Hiram si era allontanato per riflettere su quelle parole. Il giorno dopo aveva deciso di tornare, aveva affrontato lo sguardo incuriosito delle guardie, indifferente al fatto che presto Kirh avrebbe saputo di questa sua insolita visita.
Tarsha era livida ed emaciata, i mesi passati in prigionia e la gravidanza la stavano lentamente consumando. La sua infinita pazienza si stava esaurendo. Quando lo vide accostarsi, ebbe uno scatto di rabbia: «Che cosa vuoi? Ammirare l'animale da circo? Ti diverto, forse? Perché continui a tormentarmi?»
Hiram indietreggiò di un passo, cereo in volto.
«Mi dispiace,» fu tutto ciò che riuscì a dire.
Lei sospirò, lanciandogli uno sguardo di sbieco, «Che cosa ti dispiace? Ti dispiace che mio marito stia morendo sotto tortura? Ti dispiace che due hanar innocenti vengano trattenuti contro la loro volontà e trattati come criminali? Ti dispiace che io debba partorire questa mia figlia sapendo che il suo destino sarà più terribile di quello dei suoi genitori?»
«Vorrei poterti aiutare,» disse lui con un filo di voce, mentre le risate sommesse delle guardie lo raggiungevano dall'altra parte della stanza.
«Vattene,» fece lei volgendogli le spalle.
Hiram tornò diverse altre volte, ma lei non gli volle più parlare.
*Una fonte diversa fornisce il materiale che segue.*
PR #1860, opened 2025-10-03
🐛 Convert implicit props into explicit props

### LINKED ISSUE #1843: Implicit Properties are not supported
cnquery v12 introduced the ability to have implicit properties.

The following fails to compile:
```
policies:
  - uid: implicit-props
    name: implicit-props policy 1
    version: "1.0.0"
    authors:
      - name: Mondoo
        email: hello@mondoo.com
    groups:
      - filters: return true
        queries:
          - uid: query-1
    props:
      - uid: xtesting
        mql: return true

queries:
  - uid: query-1
    title: testing
    mql: props.xtesting == true
```

```
cnspec policy lint ./policy-new.yaml.mql          x1
→ lint policy bundle file=./policy-new.yaml.mql
→ installing provider 'ai' version=12.0.1
→ successfully installed ai provider path=/Users/atomic111/.config/mondoo/providers/ai version=12.0.1
  RULE ID                       LEVEL    FILE                 LINE  MESSAGE
  bundle-compile-error          error    policy-new.yaml.mql  1     Could not compile policy bundle: failed to validate query '//local.cnspec.io/run/local-execution/queries/query-1': failed to compile query 'props.xtesting == true': failed to compile: cannot find property 'xtesting', please define it first

  policy-required-tags-missing  warning  policy-new.yaml.mql  2     policy 'implicit-props' does not contain the required tag `mondoo.com/category`
  policy-required-tags-missing  warning  policy-new.yaml.mql  2     policy 'implicit-props' does not contain the required tag `mondoo.com/platform`
FTL invalid policy bundle
```

The issue is that when we compile, we try to look up global properties by name. However, they are stored in a map by mrn. I think we would also need to modify the resolver to pass those props. Right now, it assumes that all props are explicit.

I think the way this needs to work is during bundle compilation, we need to resolve implicit props into explicit props. The example above needs to somehow turn into:
```
policies:
  - uid: implicit-props
    name: implicit-props policy 1
    version: "1.0.0"
    authors:
      - name: Mondoo
        email: hello@mondoo.com
    groups:
      - filters: return true
        queries:
          - uid: query-1
    props:
      - mrn: //local.cnspec.io/policies/implicit-props/properties/xtesting
        mql: return true
        for:
        - mrn: //local.cnspec.io/queries/query-1/properties/xtesting

queries:
  - uid: query-1
    title: testing
    mql: props.xtesting == true
    props:
    - mrn: //local.cnspec.io/queries/query-1/properties/xtesting
      type: boolean
```

jaym:
cnquery v12 introduced the ability to have implicit properties.

The following failed to compile:
```
policies:
  - uid: implicit-props
    name: implicit-props policy 1
    version: "1.0.0"
    authors:
      - name: Mondoo
        email: hello@mondoo.com
    groups:
      - filters: return true
        queries:
          - uid: query-1
    props:
      - uid: xtesting
        mql: return true

queries:
  - uid: query-1
    title: testing
    mql: props.xtesting == true
```

This change converts implicit props to explicit props when the bundle is uploaded. A query can lookup from any of its parents. It goes up the chain in order, using the first matching prop. If one is found, we create the prop on the query. The matching prop on the parent references it through `for`.

The bundle above becomes:
```
policies:
  - uid: implicit-props
    name: implicit-props policy 1
    version: "1.0.0"
    authors:
      - name: Mondoo
        email: hello@mondoo.com
    groups:
      - filters: return true
        queries:
          - uid: query-1
    props:
      - mrn: //local.cnspec.io/policies/implicit-props/properties/xtesting
        mql: return true
        for:
        - mrn: //local.cnspec.io/queries/query-1/properties/xtesting

queries:
  - uid: query-1
    title: testing
    mql: props.xtesting == true
    props:
    - mrn: //local.cnspec.io/queries/query-1/properties/xtesting
      type: boolean
```

Fixes #1843

Requires https://github.com/mondoohq/cnquery/pull/6011

### DIFF
--- a/policy/bundle.go
+++ b/policy/bundle.go
@@ -1449,30 +1449,29 @@ func newQueryPropsResolver(query *explorer.Mquery, parents map[string][]parent) 
 
 func (r *QueryPropsResolver) Get(name string) *llx.Primitive {
 	// Check explicitlyl defined properties
-	for propName, queryProp := range r.nameToProp {
-		if propName == name {
-			if queryProp.Type == "" {
-				// Resolve a type if the prop was defined with just a name
-				r.walkParents(func(p hasProps) bool {
-					for _, parentProp := range p.GetProps() {
-						pn, err := explorer.GetPropName(parentProp.Mrn)
-						if err != nil {
-							continue
-						}
-						if pn == name && parentProp.Type != "" {
-							queryProp.Type = parentProp.Type
-							return true
-						}
+	queryProp, ok := r.nameToProp[name]
+	if ok {
+		if queryProp.Type == "" {
+			// Resolve a type if the prop was defined with just a name
+			r.walkParents(func(p hasProps) bool {
+				for _, parentProp := range p.GetProps() {
+					pn, err := explorer.GetPropName(parentProp.Mrn)
+					if err != nil {
+						continue
 					}
-					return false
-				})
-				if queryProp.Type == "" {
-					r.errors = append(r.errors, errors.New("property "+name+" has no type in query "+r.query.Mrn))
-					return nil
+					if pn == name && parentProp.Type != "" {
+						queryProp.Type = parentProp.Type
+						return true
+					}
 				}
+				return false
+			})
+			if queryProp.Type == "" {
+				r.errors = append(r.errors, errors.New("property "+name+" has no type in query "+r.query.Mrn))
+				return nil
 			}
-			return &llx.Primitive{Type: queryProp.Type}
 		}
+		return &llx.Primitive{Type: queryProp.Type}
 	}
 
 	found := struct {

Tarsha partorì la bambina in cella. Il medico le concesse di tenere la figlia per qualche ora, non per compassione, ma perché l'Imperatore stesso sarebbe venuto a prelevarla per portarla in un Nido speciale, fatto costruire appositamente da lui nella Residenza Imperiale estiva su un altro pianeta.
Strinse disperatamente a sé la piccola, sapendo che non sarebbe stata capace di proteggerla o di ucciderla per salvarla dal destino che l'attendeva. Per qualche minuto la lasciarono completamente sola, senza nessuna guardia a sorvegliarla, nessun guaritore a controllare le sue condizioni. Erano sicuri di avere vinto ormai.
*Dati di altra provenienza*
PR #1866, opened 2025-10-07
🧹 Prevent panic in AdjustRiskScore

czunker:


policy/risk_factor.go
```diff
@@ -318,6 +318,9 @@ func cmpScoredRiskFactors(ri, rj *ScoredRiskInfo) int {
 // It merges the risk factors from the sortedRisks and applies them to the score.
 // Each array of ScoredRiskInfo is expected to be sorted using SortScoredRiskInfo.
 func AdjustRiskScore(score *Score, sortedRisks ...[]*ScoredRiskInfo) {
```
pratik-mondoo, line 320: maybe also check `len(sortedRisks) != 0`.

czunker: Good catch!

pratik-mondoo (approved):

PR #1882, opened 2025-10-21
:broom: Fix SARIF file missing rules error -> Fixes: failing pipeline

mm-weber:
Currently the policy release pipeline (`Lint Policies`) fails because it generates SARIF files with problematic rule indices:
```
"ruleIndex":18446744073709551615,"level":"error","message": ...
```

This:
- adds the missing rules

<s>We might need to temporarily build cnspec in the pipeline to pass this check (instead of using the cnspec/action)</s> -> Turns out we don't. But we'll need to do another release and update the `cnspec/lint` action, again to make subsequent Policy PRs pass.

### DIFF
--- a/test/cli/testdata/cnspec_scan.ct
+++ b/test/cli/testdata/cnspec_scan.ct
@@ -14,54 +14,13 @@ Usage:
   cnspec scan [command]
 
 Available Commands:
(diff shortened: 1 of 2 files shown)


syrull:
LGTM thanks @mm-weber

Fu in quel momento, che lo vide arrivare.L'amico dell'Imperatore. L'odioso hanar che l'aveva tormentata per tutti quei mesi. Si accostò alla parete traslucida e riferì ciò che lei aveva temuto di sentirsi dire in tutto quel tempo: «Mi dispiace... devo comunicarti che tuo marito è morto.»
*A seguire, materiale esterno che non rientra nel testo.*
PR #1898, opened 2025-11-03
✨ Automate Hosted AWS Integration onboarding.

VasilSirakov:
@mati007thm copied over your PR and made some minor adjustments in separate commits. Thank you for this contribution 👍

#### In this PR:
- New `cnspec integrate aws` command which generates a Terraform file and applies it. The Terraform creates an AWS hosted integration in the designated space.
- Documents `cnspec integrate aws` command with a link to the Mondoo docs.
- Extends TF codegen with variable support.
- Adds unit tests.

Generated Terraform:
```tf
terraform {
  required_providers {
    mondoo = {
      source  = "mondoohq/mondoo"
      version = "~> 0.19"
    }
  }
}

provider "mondoo" {
  space = "dazzling-raman-355734"
}

variable "aws_access_key" {
  type        = string
  description = "AWS access key used for authentication"
  sensitive   = true
}

variable "aws_secret_key" {
  type        = string
  description = "AWS secret key used for authentication"
  sensitive   = true
}

resource "mondoo_integration_aws" "this" {
  credentials = {
    key = {
      access_key = var.aws_access_key
      secret_key = var.aws_secret_key
    }
  }
  name = "my-cool-aws-integration"
}

```

image
image

### DIFF
--- a/internal/tfgen/hcl_test.go
+++ b/internal/tfgen/hcl_test.go
@@ -218,9 +218,11 @@ func TestGenericBlockCreation(t *testing.T) {
 			"thing",
 			[]string{"a", "b"},
 			map[string]any{
-				"a": "foo",
-				"b": 1,
-				"c": false,
+				"a":       "foo",
+				"b":       1,
+				"c":       false,
+				"source":  "should be first",
+				"version": "should be second",
 				"d": map[string]any{ // Order of map elements should be sorted when executed
 					"f": 1,
 					"g": "bar",
@@ -251,9 +253,11 @@ func TestGenericBlockCreation(t *testing.T) {
 		assert.Equal(t, "a", data.Labels()[0])
 		assert.Equal(t, "b", data.Labels()[1])
 		expectedOutput := `thing "a" "b" {
-  a = "foo"
-  b = 1
-  c = false
+  source  = "should be first"
+  version = "should be second"
+  a       = "foo"
+  b       = 1
+  c       = false
   d = {
     e = true
     f = 1
--- a/internal/tfgen/hcl.go
+++ b/internal/tfgen/hcl.go
@@ -623,19 +623,22 @@ func HclCreateGenericBlock(hcltype string, labels []string, attr map[string]any,
 	// We need/want to guarantee the ordering of the attributes, do that here
 	keys := sortx.Keys(attr)
 
-	if sourceFound || versionFound {
-		var newKeys []string
-		if sourceFound {
-			newKeys = append(newKeys, "source")
+	var orderedKeys []string
+	if sourceFound {
+		orderedKeys = append(orderedKeys, "source")
+	}
+	if versionFound {
+		orderedKeys = append(orderedKeys, "version")
+	}
+
+	for _, key := range keys {
+		if key != "source" && key != "version" {
+			orderedKeys = append(orderedKeys, key)
 		}
-		if versionFound {
-			newKeys = append(newKeys, "version")
-		}
-		keys = append(newKeys, keys...)
 	}
 
 	// Write block data
-	for _, key := range keys {
+	for _, key := range orderedKeys {
 		val := attr[key]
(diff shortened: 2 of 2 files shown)


internal/tfgen/hcl_test.go
```diff
@@ -270,21 +270,6 @@ func TestGenericBlockCreation(t *testing.T) {
 }
 `
 		assert.Equal(t, expectedOutput, tfgen.CreateHclStringOutput(data))
-
-	})
-	t.Run("should fail to construct generic block with mismatched list element types", func(t *testing.T) {
```
VasilSirakov, line 275: Spoke with @jaym about this type mismatch check. I'm removing this for the time being.

Right now it's confusing because this check was only applied once in a very particular scenario and could be avoided depending on which Go type was used in code. Secondly, we don't really have a use case that would warrant such a check yet, and lastly even if we allow the generation of invalid TF it's something we can easily catch in the development phase.

If we identify in the future such a scenario, we can always add it but would rather have a use-case first.

apps/cnspec/cmd/integrate.go
```diff
@@ -55,6 +58,109 @@ var (
...
+		PreRunE: func(cmd *cobra.Command, _ []string) error {
+			errs := []error{
+				viper.BindPFlag("space", cmd.Flags().Lookup("space")),
+				viper.BindPFlag("output", cmd.Flags().Lookup("output")),
+				viper.BindPFlag("integration-name", cmd.Flags().Lookup("integration-name")),
+			}
+			return errors.Join(errs...)
+		},
+		RunE: func(_ *cobra.Command, _ []string) error {
+			var (
```
preslavgerchev: nit: why have those in a var block?

internal/onboarding/aws.go
```diff
@@ -0,0 +1,110 @@
...
+
+	"github.com/cockroachdb/errors"
+	"github.com/google/uuid"
+	"github.com/rs/zerolog/log"
+
+	"go.mondoo.com/cnquery/v12/cli/theme"
+	"go.mondoo.com/cnspec/v12/internal/tfgen"
+)
+
+// AzureIntegration represents the configuration of an AWS integration to be created.
```
preslavgerchev:
```suggestion
// AwsIntegration represents the configuration of an AWS integration to be created.
```

internal/onboarding/aws.go
```diff
@@ -0,0 +1,110 @@
...
+type AwsIntegration struct {
```
preslavgerchev: nit: can we make this private and only expose via `NewAwsIntegration`?

internal/onboarding/aws.go
```diff
@@ -0,0 +1,110 @@
...
+	Name      string
+	Space     string
+	AccessKey string
+	SecretKey string
+}
+
+func NewAwsIntegration(name, space, accessKey, secretKey string) AwsIntegration {
+	if name == "" {
+		name = fmt.Sprintf("AWS Integration (%s)", uuid.New().String()[:7])
```
preslavgerchev: this looks a bit strange, can we make a hlper to givce us a random name?

internal/onboarding/aws.go
```diff
@@ -0,0 +1,110 @@
...
+	if a.AccessKey == "" {
+		errs = append(errs, errors.New("missing AWS access key"))
+	}
+	if a.SecretKey == "" {
+		errs = append(errs, errors.New("missing AWS secret key"))
+	}
+	return errs
+}
+
+// GenerateAzureHCL generates automation code to create an AWS integration.
```
preslavgerchev:
```suggestion
// GenerateAwsHCL generates automation code to create an AWS integration.
```

apps/cnspec/cmd/integrate.go
VasilSirakov: I think it's because the `var` block gives you nice horizontal alignment. Don't think it's something we use internally, so I'll change it back to individual assignments.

Le ginocchia di Tarsha cedettero e lei si ritrovò a terra, singhiozzando e mormorando il suo nome: «Jared...». Tutti quei mesi... Il flebile filo di speranza che li teneva uniti. Era morto senza vedere sua figlia, senza un gesto affettuoso, senza una parola d'amore. Nessuno meritava una simile morte.
Una disperazione cupa si impadronì di lei, non le restava più niente, le avevano strappato tutto ciò che aveva di più caro aveva nella vita, ed era stato per colpa sua, aveva spinto lei Jared a non tradire la loro gente e lui per amore... per amore...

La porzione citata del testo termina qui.